What is needed>
Output, without alteration, the first line of the entries and each line after it, stopping with the line that contains "shape inference implementation".

Data under study>

PR #4372, opened 2022-07-22
Extend printer to handle non-empty domain

gramalingam:

**Description**

The printer does not currently handle a non-empty domain (used for ops in domains other than the standard one).
Extend the printer to handle it.


onnx/defs/printer.cc
```diff
@@ -319,7 +319,10 @@ void ProtoPrinter::print(const AttrList& attrlist) {
 void ProtoPrinter::print(const NodeProto& node) {
   output_ << std::setw(indent_level) << ' ';
   printSet("", ", ", "", node.output());
-  output_ << " = " << node.op_type();
+  output_ << " = ";
+  if (node.domain() != "")
+    output_ << node.domain() << ".";
```
daquexian, line 324: "ai.onnx" and "" both mean the default domain. Should ops with domain "ai.onnx" have consistent behavior with those with "" domain?

gramalingam: yes, that's right. (Does it have any implication to this PR?)

daquexian: > Does it have any implication to this PR?

Yes, maybe the line 323 should be changed to `if (node.domain() != "" && node.domain() != "ai.onnx")`

gramalingam: I think it is better in the current form. Both forms are legal and mean the same thing. The parser/printer are just convenience utilities to convert the proto format to/from a readable textual form. It is useful to preserve the distinction between the two different, but equivalent, forms in the parser/printer.

linkerzhang (approved):
LGTM.

wschin (approved):

PR #5011, opened 2023-03-17
Add proto support for overloaded functions

gramalingam:
A minimal and simple extension to the proto definitions to allow multiple (overloaded) functions in its model-local function list with same (domain, name).

Model-local functions in ONNX provide a default-implementation for certain ops used in the model (expressed in terms of other primitive ops). This extension will allow us to provide different default-implementations for different calls to the same op (which might differ in the types of input-arguments or in the values of attribute-parameters).

* Update proto
* Update helper.py constructors
* Update parser
* Update shape inference implementation
* Update in-memory IR
* Add test-case
* Minimal extensions in inliner to support this


jbachurski:
Just wanted to say I think this is a really good idea. Functions are currently way too limited to be useful for a runtime/tooling IMO. Adding overloads can be a good first step towards actually expressing a wider part of the standard with them. If I understand correctly, they would be parametrised by input types and attribute values which seems like exactly the way to go.

BowenBao:
Thank you @gramalingam ! This will enable clean and unified function names for dynamo onnx exported specialized nn.Module functions, as well as potentially the currently inlined 'trace_only' functions in onnxscript torchlib.

One thing to point out though this does appear to vary slightly with traditional pl function overload concept, whereas here it is possible to have two function overloads with exact same input and attribute types. I think following the pl convention would restrict the usefulness in above mentioned use cases, but I'd love to learn about concerns if any.

docs/IR.md
```diff
@@ -190,6 +190,7 @@ A serialized function (a _FunctionProto_) has the following properties:
 |---|---|---|
 name|string|The name of the function
 domain|string|The domain to which this function belongs
+overload|string|Part of unique id of function (added in IR version 9)
```
BowenBao, line 193: is it correct to understand overload is an optional string that maps to "" when unprovided?

You probably also need to update `Nodes` section with the new field.

BowenBao:
cc @justinchuby, @pranavsharma

gramalingam:
Also: @yuslepukhin for comments/feedback if any

docs/IR.md
gramalingam: Correct re. first point. Good catch re. second point, will add it.

xadupre:
The new string would be consumed by a NodeProto to avoid any ambiguity or can it be left empty or is it just an extension of the function name? I assume this PR goes with #5903.

BowenBao (commented):
Is `onnx.printer.to_text` updated to reflect this change?

justinchuby (approved):

gramalingam:
> The new string would be consumed by a NodeProto to avoid any ambiguity or can it be left empty or is it just an extension of the function name? I assume this PR goes with #5903.

Both FunctionProto and NodeProto have this new field. But it is an optional string field. It can be left empty. As I understand Protobuf, older versions (IR version 9 and below), when read in (with new proto), it will have an empty string value.

When both FunctionProto and NodeProto have this empty, the behavior is same as before. However, if this is non-empty, then it is used to match the names from NodeProto to FunctionProto.

gramalingam:
> Is `onnx.printer.to_text` updated to reflect this change?

Good catch. I updated it, thanks.

gramalingam:
@xadupre : one thing pending is updating the reference implementation. Do you know where it looks up a model-local function to execute a node?

justinchuby:
> A question on the syntax (used in onnxtext format): I use "opname:overload" to indicate the overload. Please let me know if you have any suggestions: eg., if you think "opname::overload" would be better. A single colon seems sufficient and minimal. Double colon has the advantage of being aligned with C++ notation.

Does `.` work like what PyTorch has?

justinchuby:
Hmm maybe not since domain can be dot separated already. `:` LGTM

justinchuby:
Should op schemas be extended to support function overloads?

PR #5020, opened 2023-03-21
Allow new `OpSchema`s to be initialized in Python

### LINKED ISSUE #5019: [Feature request] Make OpSchema writable from Python

Not being able to auto create OpSchema for functions in Python; not being able to do shape inference for custom ops.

Response to the exercise>
PR #4372, opened 2022-07-22
Extend printer to handle non-empty domain

gramalingam:

**Description**

The printer does not currently handle a non-empty domain (used for ops in domains other than the standard one).
Extend the printer to handle it.


onnx/defs/printer.cc
```diff
@@ -319,7 +319,10 @@ void ProtoPrinter::print(const AttrList& attrlist) {
 void ProtoPrinter::print(const NodeProto& node) {
   output_ << std::setw(indent_level) << ' ';
   printSet("", ", ", "", node.output());
-  output_ << " = " << node.op_type();
+  output_ << " = ";
+  if (node.domain() != "")
+    output_ << node.domain() << ".";
```
daquexian, line 324: "ai.onnx" and "" both mean the default domain. Should ops with domain "ai.onnx" have consistent behavior with those with "" domain?

gramalingam: yes, that's right. (Does it have any implication to this PR?)

daquexian: > Does it have any implication to this PR?

Yes, maybe the line 323 should be changed to `if (node.domain() != "" && node.domain() != "ai.onnx")`

gramalingam: I think it is better in the current form. Both forms are legal and mean the same thing. The parser/printer are just convenience utilities to convert the proto format to/from a readable textual form. It is useful to preserve the distinction between the two different, but equivalent, forms in the parser/printer.

linkerzhang (approved):
LGTM.

wschin (approved):

PR #5011, opened 2023-03-17
Add proto support for overloaded functions

gramalingam:
A minimal and simple extension to the proto definitions to allow multiple (overloaded) functions in its model-local function list with same (domain, name).

Model-local functions in ONNX provide a default-implementation for certain ops used in the model (expressed in terms of other primitive ops). This extension will allow us to provide different default-implementations for different calls to the same op (which might differ in the types of input-arguments or in the values of attribute-parameters).

* Update proto
* Update helper.py constructors
* Update parser
* Update shape inference implementation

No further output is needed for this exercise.